William C. Taylor and Polly LaBarre for The New York Times: Sure, Disney’s deal last week to acquire Pixar is about big money — how Steven P. Jobs turned a fledgling outfit that he had bought for $10 million into a juggernaut valued at $7.4 billion. And, yes, it is about a big strategic shift at the Walt Disney Company, as Robert A. Iger, the chief executive, exorcises the ghost of his predecessor, Michael D. Eisner. But it is also about the potential for big changes in how the entertainment business operates — specifically, in how major studios organize talented people to do their best work.
In the Hollywood model, the energy and investment revolves around the big idea — the script — and the fine print of the deal. Highly talented people agree to terms, do their jobs, and move on to the next project. The model allows for maximum flexibility, to be sure, but it inspires minimum loyalty and endless jockeying for advantage.

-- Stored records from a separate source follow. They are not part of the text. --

PR #8319, opened 2025-07-16
[Workflows] Preventing simultaneous retries

yaelgen:
ticket: [ML-10491](https://iguazio.atlassian.net/browse/ML-10491) 

This PR enforces atomic, idempotent behavior on the retry_pipeline endpoint by:

- Locking the original `workflow‐runner` DB record and marking it `retrying` before scheduling a rerun
- On conflict (another retry attempt), fetching and returning the existing rerun’s `WorkflowResponse` instead of launching a new job
- Removing the “retrying” mark when the rerun completes

These changes prevent duplicate parallel retries and ensure callers receive a consistent response.

[ML-10491]: https://iguazio.atlassian.net/browse/ML-10491?atlOrigin=eyJpIjoiNWRkNTljNzYxNjVmNDY3MDlhMDU5Y2ZhYzA5YTRkZjUiLCJwIjoiZ2l0aHViLWNvbS1KU1cifQ


server/py/framework/db/sqldb/db.py
```diff
@@ -331,6 +331,42 @@ def update_run(self, session, updates: dict, uid: str, project: str, iter: int =
...
+
+        if retrying:
+            if mlrun_constants.MLRunInternalLabels.retrying in labels:
+                # flush and commit so the lock is released immediately
+                session.commit()
+                raise mlrun.errors.MLRunConflictError
+            else:
+                labels[mlrun_constants.MLRunInternalLabels.retrying] = "true"
+                # optionally bump counter here in follow-up
+                # labels["rerun_counter"] = str(int(labels.get("rerun_counter","0")) + 1)
```
quaark: Is this the plan then? If yes, write this as a TODO. Otherwise, remove the comments

server/py/framework/db/sqldb/db.py
```diff
@@ -331,6 +331,42 @@ def update_run(self, session, updates: dict, uid: str, project: str, iter: int =
...
+        else:
+            labels.pop("retrying", None)
+
+        update_in(struct, "metadata.labels", labels)
```
quaark: use `update_labels` instead as that does some validations and is the convention

server/py/framework/db/sqldb/db.py
```diff
@@ -331,6 +331,42 @@ def update_run(self, session, updates: dict, uid: str, project: str, iter: int =
...
+            if mlrun_constants.MLRunInternalLabels.retrying in labels:
+                # flush and commit so the lock is released immediately
+                session.commit()
+                raise mlrun.errors.MLRunConflictError
+            else:
+                labels[mlrun_constants.MLRunInternalLabels.retrying] = "true"
+                # optionally bump counter here in follow-up
+                # labels["rerun_counter"] = str(int(labels.get("rerun_counter","0")) + 1)
+        else:
+            labels.pop("retrying", None)
```
quaark: Not a completely necessary optimization, however, it does indeed make the decision tree shorter (exit fast) and makes the code nicer with less indentations:
```suggestion
        if not retrying:
            labels.pop("retrying", None)
        elif mlrun_constants.MLRunInternalLabels.retrying in labels:
            # flush and commit so the lock is released immediately
            session.commit()
            raise mlrun.errors.MLRunConflictError
        else:
            labels[mlrun_constants.MLRunInternalLabels.retrying] = "true"
```

server/py/services/api/api/endpoints/pipelines.py
```diff
@@ -209,6 +210,29 @@ async def retry_pipeline(
...
+            services.api.crud.Pipelines().get_running_rerun_runner,
+            db_session=db_session,
+            project=project.metadata.name,
+            original_workflow_id=original_workflow_id,
+        )
+        if workflow_response:
+            return workflow_response
+        raise mlrun.errors.MLRunConflictError(
+            "A retry is already in progress, but no existing rerun was found."
+        )
```
quaark:
```suggestion
    except mlrun.errors.MLRunConflictError as exc:
        workflow_response = await fastapi.concurrency.run_in_threadpool(
            services.api.crud.Pipelines().get_running_rerun_runner,
            db_session=db_session,
            project=project.metadata.name,
            original_workflow_id=original_workflow_id,
        )
        if workflow_response:
            return workflow_response
        raise mlrun.errors.MLRunConflictError(
            "A retry is already in progress, but no existing rerun was found."
        ) from exc
```

server/py/services/api/api/endpoints/workflows.py
```diff
@@ -425,3 +425,61 @@ async def get_workflow_id(
         engine=engine,
         db_session=db_session,
     )
+
+
+@router.post(
+    "/projects/{project}/workflows/{name}/runs/{uid}/set-retry-status",
+    status_code=HTTPStatus.NO_CONTENT.value,
+)
+async def toggle_run_retrying_flag(
```
quaark:
```suggestion
async def set_run_retrying_status(
```

server/py/services/api/crud/pipelines.py
```diff
@@ -293,32 +295,44 @@ def get_original_workflow_run(
         :raises:
             MLRunNotFoundError: If the run ID doesn't correspond to any remote workflow.
         """
-        runner_results = {
-            job_type: services.api.crud.Runs().list_runs(
+        job_type_label = mlrun_constants.MLRunInternalLabels.job_type
+        workflow_id_label = mlrun_constants.MLRunInternalLabels.workflow_id
+
+        def _list_runs(labels: list[str]) -> list[mlrun.model.RunObject]:
+            return services.api.crud.Runs().list_runs(
```
quaark, line 302: I'd make sure this has an order by created at timestamp, to make sure the `_first_or_none` works consistently as expected

server/py/services/api/crud/pipelines.py
```diff
@@ -293,32 +295,44 @@ def get_original_workflow_run(
...
+            runs = _list_runs(labels)
+            return runs.to_objects()[0] if runs else None
+
+        # direct workflow-runner
+        workflow_labels = [
+            f"{workflow_id_label}={run_id}",
+            f"{job_type_label}={mlrun_constants.JOB_TYPE_WORKFLOW_RUNNER}",
+        ]
+        if original := _first_or_none(workflow_labels):
+            return original, original.metadata.labels[workflow_id_label]
```
quaark: This can also be an inline method `_get_original_workflow` that receives a `workflow_id` so that you call it here and then call it again at line 330

server/py/services/api/crud/workflows.py
```diff
@@ -720,3 +723,11 @@ def _prepare_run_object(
         )
 
         return run_object
+
+    def set_run_retrying_state(
```
quaark: sometimes you call it a `retrying_status`, sometimes `retrying_flag` or `retrying_label` and now here `retrying_state`. I don't really mind any of these - but I suggest keeping it consistent. Personally prefer `retrying_status`

quaark (changes requested):
Nice! A few suggestions

server/py/framework/db/sqldb/db.py
yaelgen: yes it is :) 
but without str fun, will be included in follow-up PR

server/py/services/api/crud/pipelines.py
quaark: Think you missed this one

quaark (changes requested):

quaark (approved):

server/py/framework/db/sqldb/db.py
```diff
@@ -331,6 +331,53 @@ def update_run(self, session, updates: dict, uid: str, project: str, iter: int =
...
+            raise mlrun.errors.MLRunNotFoundError(f"Run {project}/{uid} not found")
+
+        struct = run.struct
+        labels = run_labels(struct)
+
+        if not retrying:
+            labels.pop("retrying", None)
+        elif mlrun_constants.MLRunInternalLabels.retrying in labels:
+            # flush and commit so the lock is released immediately
+            session.commit()
```
liranbg: I understand the idea of committing to release the lock but why I see you dont do it on line 359 above. perhaps a mistake? anyway, perhaps I think if the commit needs to happen on any exception being raised, Id wrap everything in try/except and handle the commit upon exception.

server/py/services/api/crud/pipelines.py
```diff
@@ -460,6 +479,45 @@ def rerun_pipeline_via_runner(
...
+        running_rerun_runners = services.api.crud.Runs().list_runs(
+            db_session=db_session,
+            project=project,
+            labels=[
+                f"{mlrun_constants.MLRunInternalLabels.job_type}={mlrun_constants.JOB_TYPE_RERUN_WORKFLOW_RUNNER}",
+                f"{mlrun_constants.MLRunInternalLabels.original_workflow_id}={original_workflow_id}",
+            ],
+            states=[mlrun.common.runtimes.constants.RunStates.running],
+        )
+        if running_rerun_runners:
```
liranbg, line 512: if not? raise not found?

liranbg (changes requested):
very well. minor suggestions/questions

liranbg (approved):

PR #8327, opened 2025-07-17
[DB] Ignore “nil/none” config inputs for DB modes

adamdelman:
## Changes
- Add `_EMPTY_DB_CONFIGURATIONS = {"nil", "none"}`.
- `set_configurations()` returns early if input is empty or contains sentinel.

## Test Coverage
-  Unit: `test_set_configurations_skips_when_nil_or_none`

https://iguazio.atlassian.net/browse/ML-10582


server/py/framework/utils/db/utils.py
```diff
@@ -171,13 +172,16 @@ def set_configurations(
         self,
         config_items: Optional[Union[list[str], dict[str, Any]]] = None,
     ) -> None:
-        config_items = config_items or self._DEFAULT_DB_CONFIGURATIONS
-        if not config_items:
+        items = config_items or self._DEFAULT_DB_CONFIGURATIONS
+        keys = _to_keyset(items)
+
+        if not keys or keys.intersection(self._EMPTY_DB_CONFIGURATIONS):
```
moranbental, line 178: In Provazio, for RDS, we set MLRUN_HTTPDB__DB__MYSQL__MODES to "nil". 
That means `_DEFAULT_DB_CONFIGURATIONS` is "nil" in this case. So I think I didn’t fully understand how your solution addresses the issue

adamdelman: We previously accepted both "nil" and "none" as empty values, so I used None for _DEFAULT_DB_CONFIGURATIONS to be more correct, and also allow using "null" which also deserializes to None.
This handling was removed when I refactored the DBUtil code, so I am adding it back.

liranbg (approved):

PR #8334, opened 2025-07-20
[Model Monitoring] MM API to get metrics for multiple MEPs has bad param name `events_format` and doesn't validate MEPs

danielperezz:
https://iguazio.atlassian.net/browse/ML-9758?linkSource=email

1. Fix `get_metrics_by_multiple_endpoints` to raise an error if any provided model-endpoint IDs do not exist (instead of silently ignoring non-existent IDs).
2. In case of `events_format` of type 'intersection', currently MEPs without metrics are ignored, fix to return empty result in such case


server/py/services/api/crud/model_monitoring/model_endpoints.py
```diff
@@ -1207,6 +1207,16 @@ def get_model_endpoints_metrics(
                 df=df, type=type, project=project
             )
         elif metrics_format == mm_constants.GetEventsFormat.INTERSECTION:
```
Eyal-Danieli, line 1214: I know it's not related to your PR but in the docstring it says about `metrics_format`:
`:param metrics_format:  Determines the format of the result. Can be either 'list' or 'dict'.`

could you please fix to:
```:param metrics_format:  Determines the format of the result, which can be `single`, `separation`, or `intersection`.```

Eyal-Danieli (commented):
LGTM,
a single comment

Eyal-Danieli (approved):

PR #8336, opened 2025-07-20
[Serving] Fix `Model:predict` and `LLModel:predict`

royischoss:
Allow kwargs in the different model classes predict method


mlrun/serving/states.py
```diff
@@ -1200,15 +1200,15 @@ class LLModel(Model):
...
         super().__init__(name, **kwargs)
 
-    def predict(
-        self, body: Any, messages: list[dict], model_configuration: dict
-    ) -> Any:
-        return body
+    def predict(self, body: Any, **kwargs) -> Any:
+        messages: list[dict] = kwargs.get("messages", [])
+        model_configuration: dict = kwargs.get("model_configuration", {})
+        return body, messages, model_configuration
```
tomerm-iguazio: Predict should not return dict object?

mlrun/serving/states.py
```diff
@@ -1200,15 +1200,15 @@ class LLModel(Model):
...
 
-    async def predict_async(
-        self, body: Any, messages: list[dict], model_configuration: dict
-    ) -> Any:
-        return body
+    async def predict_async(self, body: Any, **kwargs) -> Any:
+        messages: list[dict] = kwargs.get("messages", [])
+        model_configuration: dict = kwargs.get("model_configuration", {})
+        return body, messages, model_configuration
```
tomerm-iguazio: Same comment as before

tomerm-iguazio (changes requested):
looks nice, 2 comments:)

tomerm-iguazio (approved):
Nice

PR #8338, opened 2025-07-20
[Model Monitoring] Fix project deletion

jond01:
Previously, we attempted to delete the user-space schedules folder from MLRun service, which doesn't have the
permissions to do it.
Instead, delete it with the SDK in user code.

This fixed the following error:
https://github.com/mlrun/mlrun/actions/runs/16383691421/job/46299860984#step:9:4254
```
FAILED tests/system/model_monitoring/test_app.py::TestAppJobModelEndpointData::test_count_app[True-True] - OSError: error: cannot get deploy status, details: MLRunNotFoundError('Failed to get function mm-job-mep-data-model-server deploy status'), caused by: 404 Client Error: Not Found for url: https://mlrun-api.default-tenant.app.mlrun-ci-test-3-6-0.iguazio-cd1.com/api/v1/projects/mm-job-mep-data/nuclio/model-server/deploy?name=model-server&project=mm-job-mep-data&tag=latest&last_log_timestamp=0&verbose=no
```
This error is caused by an improper deletion of the project.

To be included in the documentation.

### DIFF
--- a/mlrun/model_monitoring/__init__.py
+++ b/mlrun/model_monitoring/__init__.py
@@ -15,4 +15,5 @@
 from mlrun.common.schemas import ModelEndpoint, ModelEndpointList
 
 from .db import get_tsdb_connector
+from .db._schedules import delete_model_monitoring_schedules_user_folder
 from .helpers import get_stream_path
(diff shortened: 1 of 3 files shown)


assaf758:
So with the new approach, delete_project will leave the schedules as is?

jond01:
> So with the new approach, delete_project will leave the schedules as is?

Right. We can discuss the desired approach as a part of [ML-10164](https://iguazio.atlassian.net/browse/ML-10164)

[ML-10164]: https://iguazio.atlassian.net/browse/ML-10164?atlOrigin=eyJpIjoiNWRkNTljNzYxNjVmNDY3MDlhMDU5Y2ZhYzA5YTRkZjUiLCJwIjoiZ2l0aHViLWNvbS1KU1cifQ

assaf758 (approved):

Turn that model on its head and you get the Pixar version: a tightknit company of long-term collaborators who stick together, learn from one another and strive to improve with every production.
Randy S. Nelson, dean of Pixar University said, “We’ve made the leap from an idea-centered business to a people-centered business. Instead of developing ideas, we develop people. Instead of investing in ideas, we invest in people. We’re trying to create a culture of learning, filled with lifelong learners. It’s no trick for talented people to be interesting, but it’s a gift to be interested. We want an organization filled with interested people.”